На первой неделе, с глубокой усталостью, садилась она в вагон. Сзади остался год, полный странных и тяжелых чувств, с тонкой светлой зарей – любовью. Но как бы то ни было, хорошо, что она едет. Она рада была шуму поезда, качке, мельканию снегов и леса. Вспомнила она, как ехала сюда осенью, свои мысли о судьбе и непонятном в человеческой жизни. Теперь, глядя на звезды, уж весенние, милые, она думала о том же. Хорошо бы заснуть, – видеть сны легкие, сладостные, навсегда забыть землю. Духом светлым лететь к звездам.

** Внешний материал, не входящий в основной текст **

PR #1977, opened 2021-06-02
cmake: use `check_symbol_exists` for browse support

mathstuf:
Just because `unistd.h` exists does not mean it has the APIs that are
needed. This occurs when cross-compiling using Fedora's packaged MinGW
toolchain.


jhasse:
Adding a Fedora MinGW build to GitHub Actions would be nice.

PR #1979, opened 2021-06-03
util: Remove unnecessary CanonicalizePath error handling

bradking:
Since #1314, the only failure case in the `CanonicalizePath` implementation is the "empty path" error.  Update call sites that might have empty paths to explicitly check for them before calling CanonicalizePath.  Note that the depfile parser ensures all parsed outs and deps are non-empty.  Remove error handling from the signature to simplify call sites.


src/clean.cc
```diff
@@ -189,21 +189,21 @@ int Cleaner::CleanTargets(int target_count, char* targets[]) {
   LoadDyndeps();
   for (int i = 0; i < target_count; ++i) {
     string target_name = targets[i];
-    uint64_t slash_bits;
-    string err;
-    if (!CanonicalizePath(&target_name, &slash_bits, &err)) {
-      Error("failed to canonicalize '%s': %s", target_name.c_str(), err.c_str());
+    if (target_name.empty()) {
+      Error("empty path");
```
jhasse, line 193: Keep `Error("failed to canonicalize '%s': empty path", target_name.c_str());` so that the error stays the same?

bradking: I actually preserved it originally, but then decided to update it since no other code paths use the `failed to canonicalize` wording.  I've restored it for now so that this PR remains refactoring-only.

Но она не видала этих снов. Лишь шум вагона, одиночество, ночь успокаивали ее. Когда перед утром она проснулась, ей первый раз в этот месяц пришла мысль, что, быть может, все тяжелое, что перенесла она за зиму, есть урок, суровое испытание ее сил. От этой простой мысли стало легче. Она вздохнула. «Надо терпеть… и жить». С этим она заснула, и когда очнулась, был уж день. Подъезжали к Москве. Здесь, как предполагала, она должна была провести день, два. В кротком и покорном настроении вышла она на перрон. Села в пролетку. Была весна, солнце грело; на перекрестках продавали цветы. Не хотелось думать, только б солнышко, славный пестрый шум, весна. Отдых, отдых!

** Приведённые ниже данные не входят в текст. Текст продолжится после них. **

PR #1982, opened 2021-06-09
ninja_syntax.py: add pathlib support

aDotInTheVoid:
Note that this currently casts all not `str`s to `str`, which would also effect how `int`s are handleled, I'm not sure if you want this. Instead, I could change it to only cast on `pathlib` types.

Also, I may need to change it, depending on which python versions you want to suport (pathlib was added in 3.4)

### DIFF
--- a/misc/ninja_syntax.py
+++ b/misc/ninja_syntax.py
@@ -25,6 +25,8 @@ import re
 import textwrap
 
 def escape_path(word):
+    if not isinstance(word, str):
+        word = str(word)
     return word.replace('$ ', '$$ ').replace(' ', '$ ').replace(':', '$:')
 
 class Writer(object):
--- a/misc/ninja_syntax_test.py
+++ b/misc/ninja_syntax_test.py
@@ -15,6 +15,7 @@
 # limitations under the License.
 
 import unittest
+import pathlib
 
 try:
     from StringIO import StringIO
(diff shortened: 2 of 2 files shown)


scivision:
Last I knew, the project is looking to keep Python 2.7 compatibility, perhaps given the fundamental nature of Ninja.  https://github.com/ninja-build/ninja/pull/1767#discussion_r535037338

jhasse:
I don't understand. What is the motivation for this change in the first place?

(feel free to reopen)

remexre:
The motivation is to support the `pathlib.Path` objects introduced in Python 3; these provide a less error-prone API for paths by making it impossible to accidentally do e.g. `"some/dir" + "some/file"` or `if ("some/dir/" + "/" + "some/file") == "some/dir/some/file":`.

However, since these objects aren't strings anymore, they need to either be stringified by ninja _syntax.py or by the caller (or port ninja_syntax.py to use `Path`s internally instead of strings); the former would be nicer as a user.

remexre:
(doesn't look like I can reopen, but I'd like this feature to exist, so I would if I could...)

jhasse:
Ah I see. I still think we need to support Python 2 for the time being though.

@aDotInTheVoid Out of interest: Are you able to re-open the PR?

remexre:
Unless I misunderstand, this PR only requires Python 3 for the newly added tests; would it be mergable if that test were gated behind a version check?

jhasse:
Yes :)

Так входила она в отель, и на доске у швейцара машинально прочла: «Горич». «А, вот что!» Она улыбнулась, что-то ласково-печальное ударило ей в сердце. «Вот почему я приехала именно сюда – раньше никогда я здесь не останавливалась», – думала она у себя в номере, переодеваясь. «Милый Горич, вы здесь. Тем лучше». Но когда она послала узнать, дома ли он, на минуту ей пришло в голову, что, верно, он читал о ее позоре. «Что ж, все равно. Ведь люблю его я».
Горич был рад ей. Он прибежал, они встретились старыми добрыми друзьями.
– А уж я думала, не увижу вас больше, – сказала она простодушно. – Я уезжаю, и теперь надолго.
– За границу?
– Да. Вы ведь знаете, – она улыбнулась чуть насмешливо, – наш сезон кончился, я свободна.
«Знает он, или нет?»
Но он слишком дорог был ей – прятаться она не могла и рассказала все. Он задумался.
– Ну, со всяким может быть.
Они вместе завтракали, целый день не расставались. В шесть часов поехали кататься. Было тепло, солнце садилось; розоватый дым стоял над бульварами. Облака, туманно сияя, разметнулись на западе.